Dass Literatur und Zuhören Spaß machen muss, ist auch ein Gebot bei der Programmauswahl für Kinder und Jugendliche, die Reihen "lit.kid.Cologne" und "Klassebuch". Was nicht heißt, dass nicht auch politische Themen wie die Geschichte der pakistanischen Friedensnobelpreisträgerin Malala mit dem Buch von Patricia McCormick behandelt werden können.
Nachdenken im "Literarischen Salon"
Humorvolle Reflexion, literarisches Entertainment, spaßhaftes Ausprobieren neuer Formen – der lit.Cologne würde die Basis fehlen, wären da nicht noch diejenigen Schriftstellerinnen und Autoren, die ihre Werke leise und inhaltlich konzentriert präsentieren.

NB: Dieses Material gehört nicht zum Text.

Issue #3156, opened 2024-01-24
ENH: (Geo)Arrow interoperability & Arrow PyCapsule Interface


kylebarron:
#### Is your feature request related to a problem?

In light of https://github.com/pandas-dev/pandas/pull/56587, it would be awesome if GeoPandas were able to handle the [Arrow PyCapsule Interface](https://arrow.apache.org/docs/format/CDataInterface/PyCapsuleInterface.html) for interoperability with [GeoArrow](https://geoarrow.org/) for reading or writing or both.

#### Describe the solution you'd like

As part of `geopandas.read_parquet` there exists an [`_arrow_to_geopandas`](https://github.com/geopandas/geopandas/blob/7a96b26d380f1a1dbb0532c933aa741689853d25/geopandas/io/arrow.py#L391-L409) function and as part of `GeoDataFrame.to_parquet` there exists a [`_geopandas_to_arrow`](https://github.com/geopandas/geopandas/blob/7a96b26d380f1a1dbb0532c933aa741689853d25/geopandas/io/arrow.py#L250-L278) function. It would be nice to have a public API for exporting to and (possibly) importing from GeoArrow data.

Now that Pandas has included (https://github.com/pandas-dev/pandas/pull/56587) an `__arrow_c_stream__` dunder, I think the best public API for exporting GeoArrow data is to add an `__arrow_c_stream__` method to GeoDataFrame as well.

Exporting data is simpler than importing data because third-party data is not guaranteed to have WKB-encoded geometries and shapely does not yet support arbitrary GeoArrow geometries (ref https://github.com/shapely/shapely/pull/1953).

One question is whether the data export process should always use WKB for simplicity and interoperability or ever try to use [`to_ragged_array`](https://shapely.readthedocs.io/en/stable/reference/shapely.to_ragged_array.html). In https://github.com/geoarrow/geoarrow-rs/pull/477 I found that converting a GeoDataFrame to GeoArrow via `to_ragged_array` could be up to 4x faster than converting to WKB and parsing the WKB.

Importing data is more involved, due to the variation of encodings that GeoArrow supports. It may be best to leave this for a separate discussion?

#### API breaking implications

None.

#### Describe alternatives you've considered

[...]

PR #3219, opened 2024-03-13
ENH: Add export to GeoArrow

kylebarron:
Partial implementation of https://github.com/geopandas/geopandas/issues/3156. Adds a `to_arrow` method to export to GeoArrow.

Adds a `geometry_encoding` parameter for either WKB or GeoArrow, defaulting to GeoArrow. Adds PROJJSON-encoded CRS, which is the current standard pending https://github.com/geoarrow/geoarrow/pull/40.

Notes:

- Right now this isn't totally separate from the `to_geoparquet` path, so GeoParquet metadata still gets set on the table metadata, even though that isn't required for GeoArrow.
- If there are multiple geometry columns, are they guaranteed to have the same CRS? It seems like there's a CRS on the table but not a GeoSeries.


kylebarron:
I think that PR should be an implementation detail. It seems that we should be able to switch from `to_ragged_array` to your implementation when it's stable/merged without changing the user facing API here. Or maybe I am missing something?

I suppose one question is whether the GeoPandas export creates extension arrays or not.

kylebarron:
hmm, you're right that does complicate this a bit. I'm guessing that if the extension type isn't registered the field is dropped through the c data interface?

I'm not sure if geopandas should have a hard dependency on geoarrow-pyarrow (I assume that in 1.0 it'll still have an optional dep on pyarrow). Is there some way we can do this that'll work the same whether the user has geoarrow-pyarrow installed or not?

Die Schweizerin Gertrud Leutenegger zum Beispiel, im "Literarischen Salon" im Gespräch mit den Kollegen Guy Helminger und Navid Kermani über ihr Buch "Panischer Frühling". Da führt das ruhige Nachdenken über "das Gewicht der Erinnerung" zur Frage, ob es die Aufgabe von Literatur sein muss, "gegen die Barbarei der Gegenwart anzuschreiben", der Dialog über "Fragmente der Lebenslandschaften" politisch konkret zur Anti-Überfremdungsinitiative in der Schweiz.
Sehr zum Gelingen des Kölner Literaturfestes trägt schließlich auch der Synergieeffekt mit der Leipziger Buchmesse und ihrem "Lesefest" bei. Weit von einander entfernt, befruchten sich die beiden großen Literaturveranstaltungen, indem sie es Verlagen und Autoren leicht machen, innerhalb weniger Tage an beiden opulenten Festivals mitzuwirken.